Lamonby Hall, a Grade II listed building, is described as late 16th- or early 17th-century with 20th-century alterations. It is built of large blocks of sandstone rubble with cement rendering and a greenslate roof with banded
sandstone chimney stacks. After the Reformation, the hall is said to have included a Roman Catholic chapel. In the reign of Elizabeth, a certain Juliana Buckle of Yorkshire bought the hall on account of the chapel and kept a priest there for as long as it remained safe to do so. The chapel appears to be the origin of a piece of floral carving used in the large, segmental-arched main fireplace.

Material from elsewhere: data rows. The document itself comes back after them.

PR #2388, opened 2022-12-26
feat: Integrate with Azure Devops

BalighMehrez:
# Description

Integration with Azure DevOps boards.

## Issues Resolved

#356 

## Check List

- [ ] New functionality includes testing.
- [ ] New functionality has been documented in the README if applicable.

PR #6446, opened 2026-02-09
feat(azure-devops): add Azure DevOps issue provider integration

### LINKED ISSUE #356: [Feature Request] Azure DevOps Boards
# Feature Request

How hard or what would it take to make Super Productivity work with Azure DevOps Boards?

pschaer:
## Problem

Users have requested Azure DevOps integration since 2019 (see #356). 
A previous attempt (#2388) was started but became outdated due to significant 
architectural changes to how Issue Providers work.

## Solution: What PR does

Fresh implementation of Azure DevOps issue provider, compatible with the current 
architecture where Issue Providers are independent from projects.

### Features:
- Connect to Azure DevOps using Personal Access Token (PAT)
- Search work items by title or work item ID
- Auto-import work items to backlog with scope filtering:
  - All work items in project
  - Assigned to me
  - Created by me
- Real-time refresh and polling of work item status
- Display of work item description, status, and assignee

### Security:
- WIQL injection prevention via proper escaping of search terms
- Secure Basic Auth header handling

### Technical:
- Follows current issue provider patterns (similar to ClickUp, Linear)
- Uses Angular `inject()` function per project conventions
- Includes unit tests for API service
- Uses translatable strings for issue content labels

## Related

- Closes #356 
- Supersedes #2388 (fresh implementation as [suggested by maintainer](https://github.com/super-productivity/super-productivity/pull/2388#issuecomment-2598307674))

## Checklist

- [x] New functionality includes testing
- [x] Follows Angular commit guidelines
- [x] Lint and tests pass


johannesjo:
Thank you very much! Could you have a look at the conflicts and the code review feedback (not necessarily all is valid)?

rklec:
BTW does this use/I found https://www.npmjs.com/package/azure-devops-extension-api and https://www.npmjs.com/package/azure-devops-extension-sdk, which seems to be officially maintained by Microsoft? See https://learn.microsoft.com/en-us/azure/devops/integrate/?view=azure-devops and https://github.com/Microsoft/azure-devops-extension-api respectively https://learn.microsoft.com/en-us/azure/devops/integrate/?view=azure-devops

pschaer:
> BTW does this use/I found https://www.npmjs.com/package/azure-devops-extension-api and https://www.npmjs.com/package/azure-devops-extension-sdk, which seems to be officially maintained by Microsoft? See https://learn.microsoft.com/en-us/azure/devops/integrate/?view=azure-devops and https://github.com/Microsoft/azure-devops-extension-api respectively https://learn.microsoft.com/en-us/azure/devops/integrate/?view=azure-devops

Thanks for the suggestion! I looked into the official Azure DevOps packages and found:
- `azure-devops-extension-api` and `azure-devops-extension-sdk`: those libraries are primarily designed for building extensions running *within* Azure DevOps (web widgets, dashboard components) 
- `azure-devops-node-api`: this is the general-purpose Node.js client for external applications

However, I'd prefer direct `HttpClient` integration over `azure-devops-node-api` for the following reasons:

1. **Consistency**: This implementation follows the same pattern as the existing Jira, GitHub, and GitLab providers in Super Productivity, using Angular's HttpClient for direct API calls. This maintains codebase uniformity and follows the established architectural patterns

2. **Control**: The direct REST API approach gives us full control over error handling and request/response patterns without being constrained by SDK abstraction layers

3. **Maintenance**: direct integration should be easier to maintain and debug and not introduce any new dependencies

While the official Azure DevOps packages are well-maintained, direct API integration should prove to be the most appropriate approach for this integration use case.

johannesjo:
I agree. We definitely should try to avoid adding additional libraries and stick to Rest or graph API if possible. They often add much bloat.

Stan-Stani:
@pschaer When I try to set it up and click test on the Setup Azure DevOps config modal, I get this 

```json 
{
    "$id": "1",
    "innerException": null,
    "message": "The requested version \"6.0\" of the resource is under preview. The -preview flag must be supplied in the api-version for such requests. For example: \"6.0-preview\"",
    "typeName": "Microsoft.VisualStudio.Services.WebApi.VssInvalidPreviewVersionException, Microsoft.VisualStudio.Services.WebApi",
    "typeKey": "VssInvalidPreviewVersionException",
    "errorCode": 0,
    "eventId": 3000
}
```

Request copied as fetch

```js
fetch("https://dev.azure.com/Redacted/_apis/connectionData?api-version=6.0", {
  "headers": {
    "authorization": "redacted",
    "priority": "u=1, i"
  },
  "body": null,
  "method": "GET"
});
```

**EDIT:** Ah, but if I still click save it does pull issues correctly it seems.

Stan-Stani:
Minor tweak that might be nice would be to put ticket type in the issue title, so instead of `#15104 Blogs` it could be `Change Request 15104: Blogs`. Though perhaps that could be my follow up PR if I really care about that, lol.

johannesjo:
### Code review

Found 1 issue:

1. Hardcoded string `'Advanced Config'` with `// todo translate` comment instead of using the existing translation key `T.G.ADVANCED_CFG`. CLAUDE.md says "**Translations**: UI strings must use the translation service (`T` or `TranslateService`)." The translation key already exists and is used elsewhere (e.g., in `sync-form.const.ts`), so replacing `'Advanced Config'` with `T.G.ADVANCED_CFG` should be straightforward.

https://github.com/super-productivity/super-productivity/blob/328e8586538dac0ee105a258fab9cb373a59ba82/src/app/features/issue/providers/azure-devops/azure-devops-cfg-form.const.ts#L45-L48

Stan-Stani:
Wonder if we could get images from the work item to load: 
TnZPsnndo9

pschaer:
@Stan-Stani @johannesjo Just a quick update – I've pushed fixes for the reported issues:
1. **Connection Error**: I downgraded the connectionData endpoint to 5.1-preview. It seems Azure DevOps Services (Cloud) strictly requires the -preview flag for this version, which was causing the 400 error.
2. **Issue Title Format**: Adding the work item type makes complete sense and I've updated the issue title format to [Type] [ID]: [Title] (e.g. Bug 123: My Issue) as requested.
3. **Localization**: Fixed the hardcoded "Advanced Config" string flagged by the bot.

I've verified these changes locally and everything looks green. Ready for another look when you have a moment!

Regarding **Display Images from the Work Items**: it would certainly be a nice feature, but I feel this would introduce too many new changes to this PR... let's address it in the future, once this is through, OK?

rklec:
Also when using LLMs for all replies please state that, it's a little exhausting when one seems to talk to a machine here.

> Connection Error: I downgraded the connectionData endpoint to 5.1-preview. It seems Azure DevOps Services (Cloud) strictly requires the -preview flag for this version, which was causing the 400 error.

That may work, but it is technically wrong. I tested it in https://github.com/super-productivity/super-productivity/issues/356#issuecomment-3879342455 already and the only correct (working) API in a self-hosted (not cloud!) Azure DevOps Server instance was `?api-version=1.0` or none apparently. I have no idea why, but it works this way...
That's also why I suggested the NodeJS clients or so, they may have some quirks like this already handled (hopefully), but yeah I also see the benefit of just having a few HTTP calls without another dependency (though three-shaking etc. could reduce the deps size and only bundle/include what is really used/required.).

rklec:
Tested https://daaf66c7.super-productivity-preview.pages.dev and it works BTW, some ideas:
* could it have a useful filter by default? Like only show tasks from/for the current iteration? Currently the search just returns e.g. _all_ issues ever assigned to one
* it does not seem to import the estimated time (for tasks usually in the field "Remaining Work"; otherwise "Effort" is common), that would be a huge benefit
* obviously then (optionally) synchronizing back the time, e.g. reducing the "remaining work" would be useful.
* similarly to Jira, could it fill the project backlog by default? It does not seem to do that, and I have configured it like this:
   grafik
  * Ah sorry apparently needed to click "auto-import to default project" then it seems to work. That is great, but suffers from the same UX problem explained above: It returns _too much_ aka any task ever assigned or so. I guess the limit of 48 items was just capped. (and it plans everything for "today" apparently)

src/app/features/issue/mapping-helper/get-issue-provider-tooltip.ts
```diff
@@ -21,6 +21,8 @@ export const getIssueProviderTooltip = (issueProvider: IssueProvider): string =>
         return issueProvider.projectId;
       case 'TRELLO':
         return issueProvider.boardName || issueProvider.boardId;
+      case 'AZURE_DEVOPS':
```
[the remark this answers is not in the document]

"Lammonby" on 28 January 1845 was the scene of a notoriously brutal infanticide by a drunken mother. According to The Times of a few days later, "On Tuesday evening, the 28th ult., [the mother] made up a large fire in the kitchen of her own house, with the determination of sacrificing her child in the flames.... She stripped off all the child's clothes and hid them in a hole behind the inner door of the ashmidden, and having done so took the child by its legs and arms and literally roasted it to death."

==Wind farm==
A planning application for a wind farm of five 100-metre turbines at Lamonby was submitted in 2005 by a power company, E.ON UK. The application was withdrawn in March 2009, after 700 letters of objection had been received.